Instructions for the task ->
Extract every record, keeping each one exactly as it is.

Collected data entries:
----------------------------------------

PR #3396, opened 2022-04-19
Add Debug Code for ZombieTabs

evancrow:


Client/Application/AppDelegate.swift
```diff
@@ -316,31 +316,30 @@ extension AppDelegate {
...
-                let tabs = tabManager.tabs.sorted {
-                    $0.lastExecutedTime ?? Timestamp() > $1.lastExecutedTime ?? Timestamp()
-                }
-
-                tabs.enumerated().forEach { index, tab in
-                    if index >= maximumNumberOfAliveTabs {
-                        tab.close()
-                    }
-                }
+                sceneDelegate.bvc.tabManager.makeTabsIntoZombies()
```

----------------------------------------

Solution for this exercise ->
PR #3396, opened 2022-04-19
Add Debug Code for ZombieTabs

evancrow:


Client/Application/AppDelegate.swift
```diff
@@ -316,31 +316,30 @@ extension AppDelegate {
...
-                let tabs = tabManager.tabs.sorted {
-                    $0.lastExecutedTime ?? Timestamp() > $1.lastExecutedTime ?? Timestamp()
-                }
-
-                tabs.enumerated().forEach { index, tab in
-                    if index >= maximumNumberOfAliveTabs {
-                        tab.close()
-                    }
-                }
+                sceneDelegate.bvc.tabManager.makeTabsIntoZombies()
```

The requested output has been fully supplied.